I want to grow the three plants strong enough to put in 5 gal. bucket. They are in my shop with little light from daytime. What type of lighting cycle is needed now. All I have is a 65 watt heat an grow lamp an that is what I will try with until I decide on the future.


----------



## Blackie54 (Mar 16, 2014)

12 on an 12 off or 18 on an 6 off, help


----------



## Rosebud (Mar 16, 2014)

Hey Blackie, Welcome.... I suggest you start here... most of us get our rooms ready before we get a plant....

Here you go:  http://www.marijuanapassion.com/Growing-Marijuana.html


----------



## robertr (Mar 16, 2014)

You can do either 18 on and 6 off or 24 on and 0 off. 12/12 is for when you want to start flowering. I like 24/0 in veg, the plants don't stretch as much as 18/6.


----------



## Hushpuppy (Mar 16, 2014)

I prefer 24hrs light under the daylight bulbs.


----------



## Locked (Mar 16, 2014)

Blackie54 said:


> 12 on an 12 off or 18 on an 6 off, help




A 12/12 light schedule is only used for flowering. In the vegetative stage quite a few of us go with 24/0 as cannabis does not need a dark period to grow.  The only time I use anything other than 24/0 for veg is during the rare times I am growing in the Summer and need to battle heat issues during the hottest part of the day. Then I would use something like 20/4 or 18/6 and have the lights off during the hottest time of the day.  jmo


----------



## The Hemp Goddess (Mar 16, 2014)

Blackie54 said:


> I want to grow the three plants strong enough to put in 5 gal. bucket. They are in my shop with little light from daytime. What type of lighting cycle is needed now. All I have is a 65 watt heat an grow lamp an that is what I will try with until I decide on the future.


 
 I would run the lights all the time right now--24/7.  You need to be aware that you are going to need more/better light right away.  I am not sure exactly what a heat and grow light is, but you don't want anything that puts out extra heat.  And 65W is simply not enough to grow them beyond a few inches tall.  Adequate lighting is one of your most critical factors when trying to grow.  Three plants in 5 gal containers will most likely need a minimum of 400W HPS (which will cover a 9-10 sq ft grow area).


----------



## Blackie54 (Mar 17, 2014)

I am being misunderstood. No inside growing. I just need to get the plants large enough to transplant outside an let mother nature,s sunlight take care of them. So don't I need to imitate the daylight an dark hours buy starting the little ones off with 12/12 or 14/10 or something like that. There will be no inside grow, just enough to plant a sirvibly plant.


----------



## Growdude (Mar 17, 2014)

Blackie54 said:


> I am being misunderstood. No inside growing. I just need to get the plants large enough to transplant outside an let mother nature,s sunlight take care of them. So don't I need to imitate the daylight an dark hours buy starting the little ones off with 12/12 or 14/10 or something like that. There will be no inside grow, just enough to plant a sirvibly plant.


 
You will want to keep them at min of 18 hrs of light, that will vegg the plant for outdoors, you don't want it to flower yet so 18 min or just 24 for best results.


----------



## Mebeafarmer (Mar 18, 2014)

Hello Blackie54,

Agreeing with others, that providing adequate light intensity at this point in time is very important. A 400 watt Metal Halide would be the route I would go, and this will allow you to build strong "non-leggy" or "non-stretchy" plants that will be ready to face the elements outdoors such as wind and rain.

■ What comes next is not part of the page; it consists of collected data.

PR #1719, opened 2018-02-28
Send one-off messages as fast as possible

quis:
The vast majority of messages that are being sent one-off are time sensitive. A typical example is a caseworker on the phone who sends a message at the end of the call. They normally wait until the message has been delivered, so all the time they’re waiting is time when they can’t be helping someone else.

What we don’t want to happen is for the messages they’re sending to get stuck behind a big lump of GOV.UK Subscription emails or passport reminder texts. I think the best way to do this is shift them onto the priority queue.

We’re currently seeing queue sizes of up to 5,000 on the ‘normal’ queues; I don’t think there’s any risk of this change making the priority queue more heavily-laden than this. Especially since the
traffic patterns of users sending one-off messages won’t be spiky.

I also split up the parametrize definition in the tests a bit because it was getting really hard to follow.

### DIFF
--- a/app/notifications/process_notifications.py
+++ b/app/notifications/process_notifications.py
@@ -118,6 +118,13 @@ def send_notification_to_queue(notification, research_mode, queue=None):
     if research_mode or notification.key_type == KEY_TYPE_TEST:
         queue = QueueNames.RESEARCH_MODE
 
+    if all((
+        not queue,
+        notification.api_key_id is None,
+        notification.job_id is None,
+    )):
+        queue = QueueNames.PRIORITY
+
     if notification.notification_type == SMS_TYPE:
         if not queue:
             queue = QueueNames.SEND_SMS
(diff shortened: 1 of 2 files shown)


app/notifications/process_notifications.py
```diff
@@ -118,6 +118,13 @@ def send_notification_to_queue(notification, research_mode, queue=None):
     if research_mode or notification.key_type == KEY_TYPE_TEST:
         queue = QueueNames.RESEARCH_MODE
 
+    if all((
```
servingUpAces: Could we not just send queue_name=priority from app.service.send_notification.send_one_off_notification?

quis: Oh yeah, would be super easy to change this: https://github.com/alphagov/notifications-api/blob/d584ca49498ac28d89460d73115610d856cbb722/app/service/send_notification.py#L78

quis:
Closing in favour of https://github.com/alphagov/notifications-api/pull/1722

PR #1721, opened 2018-02-28
Remove old letter flow

servingUpAces:
Now that we only send pdf files to the letter provider we no longer need the code to build the text files. This PR removes all the code used in that flow. 

Next will be to remove letters_as_pdf as a service permission.


app/celery/tasks.py
```diff
@@ -335,29 +329,6 @@ def save_letter(
...
-            self.retry(queue=QueueNames.RETRY)
-    # specifically don't catch celery.retry errors
-    except (SQLAlchemyError, BotoClientError):
-        current_app.logger.exception("build_dvla_file threw exception")
-        self.retry(queue=QueueNames.RETRY)
-
-
 @notify_celery.task(bind=True, name='update-letter-job-to-sent')
 @statsd(namespace="tasks")
 def update_job_to_sent_to_dvla(self, job_id):
```
kentsanggds: Is this also deprecated as letter pdfs are processed by date rather than job

servingUpAces: good spot

PR #1723, opened 2018-02-28
Remove priority flag from example templates

quis:
Since we send all one off messages as priority [now](https://github.com/alphagov/notifications-api/pull/1722), we don’t need to explicitly mark the ‘Example text message template’ template as
being priority.

This commit retroactively removes the priority flag from these templates, so that they can’t be reused to send other messages as priority. I don’t think this is a real problem now, but worth cleaning this up.

This query will hit approximately 827 templates.

Depends on:
- [x] https://github.com/alphagov/notifications-admin/pull/1915 (otherwise we might create some new, unwanted priority templates in the mean time)

### DIFF
--- a/migrations/versions/0172_deprioritise_examples.py
+++ b/migrations/versions/0172_deprioritise_examples.py
@@ -1,0 +1,31 @@
+"""
+
+Revision ID: 0172_deprioritise_examples
+Revises: 0171_add_org_invite_template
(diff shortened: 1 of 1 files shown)


quis:
@servingUpAces I accidentally set all the templates to `PRIORITY` instead of `NORMAL`. Whoops. Have fixed and squashed now.

PR #1729, opened 2018-03-01
Have workers also look at the priority queue

quis:
This is to try to work around a Celery problem where the worker doesn’t look at the queue often enough because it’s often empty.

Want to deploy this and see if it makes a difference to the performance of priority messages.


quis:
Going to try to fix this with Celery 4 in a few weeks.

PR #1732, opened 2018-03-02
Return `is_precompiled_letter` field as part of json for notification by id

kentsanggds:
## What 

`is_precompiled_letter` field is required by Admin app so that it can distinguish between created and precompiled letters

## Reference 

https://www.pivotaltracker.com/story/show/155323846


app/dao/services_dao.py
```diff
@@ -571,6 +574,8 @@ def dao_fetch_monthly_historical_usage_by_template_for_service(service_id, year)
                 new_stat.month = int(today_result.month)
                 new_stat.year = int(today_result.year)
                 new_stat.count = today_result.count
+                new_stat.hidden = today_result.hidden
                 stats.append(new_stat)
 
+    print(stats[2].__dict__)
```
richardc0: Remove

app/letters/utils.py
```diff
@@ -79,4 +80,8 @@ def get_letter_pdf(notification):
 
 
 def is_precompiled_letter(template):
-    return template.hidden and template.name == current_app.config['PRECOMPILED_TEMPLATE_NAME']
```
servingUpAces: I think this belongs in the data model, if it's a property it should be included in the marshmallow schema without a change.

kentsanggds: I guess it could go in to the data model for the Template class just as a getter.
Will refactor and push through after Richards bug fix is deployed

If you are unable to go the 400 watt HID route. I would consider using florescent lighting, again trying to aim for 400 "actual" watts, and if you go the florescent route, keep the distance between the plants tops and the bulbs NO MORE THAN 3 inches !!!! This is very, very important to get sufficient light from floros.

I have started plants under floros, and I have flowered plants under floros as well. They do a pretty nice job at producing short healthy squat green plants.


Good luck to you, and I hope you report back and let us know how things are growing.


cheers


----------